Whether you’re managing Type 1 or Type 2 diabetes, you may need insulin injections to help control your blood sugar levels. Lantus, which is the brand name for insulin glargine, is a long-acting medicine that helps keep blood sugar levels balanced.
How Lantus Works
As a long-acting insulin, Lantus helps your body maintain a normal blood sugar level over the course of about 24 hours. It is administered once a day as a shot beneath the skin, usually to your stomach, upper arm or thigh. The recommended dosage is typically administered at bedtime.
This medicine produces microscopic crystals of insulin into the body, which helps glucose absorb into your body’s tissues.

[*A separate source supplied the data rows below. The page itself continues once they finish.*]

PR #399, opened 2021-08-15
Improving the readme

guillaumebriday:


excid3:
@guillaumebriday thanks!

I should give you a heads up, we've got a big PR for Pay v3 (see the branch) that is almost ready to ship and I'd recommend using that right now so you won't have to do the migration in your app. Basically moving models around so it's much more smooth to use.

guillaumebriday:
Thanks for the merge!

I need to take a look at v3, maybe we should write an upgrade guide if needed. I'm currently running v2 in production so I will try to upgrade to v3 when it will be merged!

excid3:
Ah okay! So you're in my boat too. Upgrading is going to be interesting. I will have to get your feedback on the upgrade migration. It is a little tricky. I'll be uploading that soon. Trying to test it on Jumpstart Pro at the moment.

PR #401, opened 2021-08-17
Fix typo in method

christopheragnus:
Typo in validation.


christopheragnus:
Mayeb the method should be renamed? It's pretty confusing to name it the same as the ActiveRecord attribute.

excid3:
@christopheragnus oops, you are correct! Thanks!

excid3:
This is cleaned up in v3 which I'm just getting ready to release.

In doing so, the amount of glucose produced by the liver is then decreased. As a result, your blood sugar levels are able to normalize.

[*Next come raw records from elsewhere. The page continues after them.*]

PR #403, opened 2021-08-20
Cancel active subscriptions when Owner is deleted

stevepolitodesign:
@excid3 before I get too far, I want to make sure I'm going in the right direction. I wrote a failing test as a guide.

**Questions**
- Should I even be concerned about when the `Owner` is deleted, or is it enough to just test when the `Pay::Customer` is deleted?
- Should the test be in the Subscription namespace for each Payment Processor namespace? Or should it be in `Pay::Billable::SyncCustomer::Test`?

### DIFF
--- a/app/models/pay/subscription.rb
+++ b/app/models/pay/subscription.rb
@@ -15,6 +15,9 @@ module Pay
     scope :incomplete, -> { where(status: :incomplete) }
     scope :past_due, -> { where(status: :past_due) }
 
+    # Callbacks
+    before_destroy :cancel_now!, if: :active?
+
     # TODO: Include these with a module
     store_accessor :data, :paddle_update_url
     store_accessor :data, :paddle_cancel_url
--- a/lib/pay/attributes.rb
+++ b/lib/pay/attributes.rb
@@ -12,6 +12,8 @@ module Pay
         has_many :charges, through: :pay_customers, class_name: "Pay::Charge", dependent: :destroy
         has_many :subscriptions, through: :pay_customers, class_name: "Pay::Subscription", dependent: :destroy
         has_one :payment_processor, -> { where(default: true) }, class_name: "Pay::Customer", as: :owner, inverse_of: :owner
+
+        after_commit :cancel_active_subscriptions!, on: :destroy
       end
 
       # Changes a user's payment processor
@@ -54,5 +56,12 @@ module Pay
         end
       end
     end
+
+    private
+
+    def cancel_active_subscriptions!
+      byebug
+    end
+
   end
 end
--- a/lib/pay/attributes.rb
+++ b/lib/pay/attributes.rb
@@ -12,8 +12,6 @@ module Pay
         has_many :charges, through: :pay_customers, class_name: "Pay::Charge"
         has_many :subscriptions, through: :pay_customers, class_name: "Pay::Subscription"
         has_one :payment_processor, -> { where(default: true) }, class_name: "Pay::Customer", as: :owner, inverse_of: :owner
-
-        before_destroy :cancel_active_subscriptions!
       end
 
       # Changes a user's payment processor
@@ -55,12 +53,6 @@ module Pay
           end
         end
       end
-    end
-
-    private
-
-    def cancel_active_subscriptions!
-      byebug
     end
 
   end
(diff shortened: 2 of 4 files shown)


excid3:
1. You would want to test against the owner destroy because that's the situation when a User gets deleted in your app.
 
That does bring up the question of what happens to the Pay::Customer records though... if we deleted the User, that would leave `owner:polymorphic` blank on the Pay::Customer which isn't valid. Which means you'd have to delete them, and then the Pay::Subscription and Pay::Charges too. HMMM! 🤔 

I guess this would be fine, but we just would need to make sure to `cancel_now!` the subscription(s) before destroy.

2. For now, let's put it in this file since it's closest associated with the Pay::Customer / Pay::Subscription models. https://github.com/pay-rails/pay/blob/master/test/models/pay/subscription_test.rb

stevepolitodesign:
@excid3 here's an overview of the latest update.

- Added `before_destroy :cancel_now!, if: :active?` to `app/models/pay/subscription.rb`
- Added `dependent: :destroy` to `has_many :pay_customers, class_name: "Pay::Customer", as: :owner, inverse_of: :owner` in `lib/pay/attributes.rb `

excid3:
@stevepolitodesign I think this should cover it pretty well. 👍  

I fixed a couple things standardrb wasn't happy with. A couple tests are failing, but they seem unrelated. Seems like it isn't catching the VCR stubs.

excid3:
Working on the tests that are failing. Almost got those fixed.

I noticed Stripe's `delete` customer webhook does something similar:
>Permanently deletes a customer. It cannot be undone. Also immediately cancels any active subscriptions on the customer.

>Unlike other objects, deleted customers can still be retrieved through the API, in order to be able to track the history of customers while still removing their credit card details and preventing any further operations to be performed (such as adding a new subscription).

Which now brings up the question...should we just soft delete the Pay::Customer? 😅

stevepolitodesign:
I guess if that’s what Stripe does, you might as well make that part of the Pay API.

I know this PR is merged, but is there anything you need from me for that?

Does the ‘dependent:  :destroy’ call need to be removed?

excid3:
Great question...

There's basically 3 situations we have to address

1. Stripe::Customer is deleted (in Stripe). We listen to the webhook and soft delete the Pay::Customer. When a Stripe::Customer is deleted, it cancels their subscriptions and removes all their payment methods. I updated Pay to handle this.
2. A developer deletes a Pay::Customer record. We should cancel any active subscriptions and then dependent destroy the Pay::Customer's payment methods, charges, and subscriptions.
3. A Pay::Customer's owner is deleted. We should run #2 for each of their Pay::Customers

So basically if a Customer is remotely deleted on the payment processor, we'll soft delete so the user in the app doesn't lose their Charge / Subscription history.

But if a Pay::Customer is explicitly deleted, it's okay to delete the charges and subscriptions (since that's what they're asking for). We won't delete the Customer via the API (because Stripe makes it very hard to find them without the ID).

I think that seems fine. Can you think of any other cases @stevepolitodesign?

excid3:
Austin Miller and I were chatting... maybe we just orphan the Pay::Customer records (remove the `dependent: :destroy`) and that way we don't lose that when deleting a Account/User record. 

Then the only time we'd destroy charges and subscriptions is if someone explicitly deleted the Pay::Customer.

That's probably the safest option. It would leave orphaned Pay::Customers which is probably okay so you don't lose payment history in-app.

stevepolitodesign:
@excid3 if we remove the `dependent: :destroy` call on the `Owner` we should still fire a callback to cancel any `active` `Pay::Subscription` records though, right?

```ruby
# lib/pay/attributes.rb
module Pay
 ...
    included do
      # Remove dependent: :destroy
      has_many :pay_customers, class_name: "Pay::Customer", as: :owner, inverse_of: :owner
      # Once the record is deleted, cancel any active subscriptions
      after_commit :cancel_active_subscriptions!, on: [:update, :destroy]
    end

    private
    
    def cancel_active_subscriptions!
        self.subscriptions.active(&:cancel_now!)
    end     
end     
```

excid3:
Exactly. I think that's probably safer so we don't lose the Pay::Charge records.

Just need to confirm if deleting the owner will break the Pay::Customer validations I guess.

stevepolitodesign:
@excid3 cool, I can make another PR for this unless you're already working on this refactor.

excid3:
I just did it. Although it's worth reviewing: c149cd9

Now we have the two situations:

* If an active Pay::Subscription record is destroyed, we'll cancel it.
* If a Pay::Customer's owner is destroyed, we'll cancel any active subscriptions.

That all make sense?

The concentration of insulin glargine in each dose of Lantus is determined by your doctor in relation to your specific needs and body composition. At the beginning of your prescription, your doctor may monitor your blood sugar by ordering blood tests more frequently.
Side Effects and Risks Associated with Lantus
Medicines that are administered via injection can cause discomfort or itchiness at the injection site. Some forms of insulin, like Lantus, may cause weight gain for certain patients. Low blood sugar and low potassium levels may occur if the concentration or dose of Lantus is too strong.
Symptoms of low blood sugar can include:
- Anxiety, irritability and fatigue.
- Irregular heartbeats, sweating and hunger.
- Pale skin, shakiness or a sensation of tingling around your lips.
Symptoms of low potassium can include:
- Shifts in mood, weakness and overall fatigue.
- Stiff, aching, cramping or spasming muscles.
- Digestive issues.
- Trouble breathing, numbness or heart palpitations.
Your prescriber should be aware of any other medical conditions you may have, as well as any other medications you take. This can help prevent adverse interactions between your other medication and Lantus.
Medicare Coverage for Lantus
The medical insurance portion of Original Medicare, Part B, only provides coverage for prescribed insulin in certain cases and when it is used with an external insulin pump. Because Lantus is administered via injection, it is not included in Part B coverage.
Medicare coverage through a Part D prescription drug plan may cover certain brands of insulin and the supplies necessary to administer it, such as the pen-style syringe used for Lantus. Additionally, gauze and alcohol swabs may be covered underneath a Part D plan.
Each Part D plan can have its own formulary, or list of covered drugs, and it is subject to change each year. Confirm that Lantus is included in your plan’s coverage. Deductibles, co-payments and coinsurance amounts may differ depending on the medication prescribed.
You can also review any available Medicare Advantage plans in your area. Medicare Advantage plans are required to cover at least the same Part A and Part B benefits as Original Medicare, but many offer additional benefits, including prescription drug coverage. These plans may help reduce out-of-pocket costs for prescription medications and any supplies related to their administration.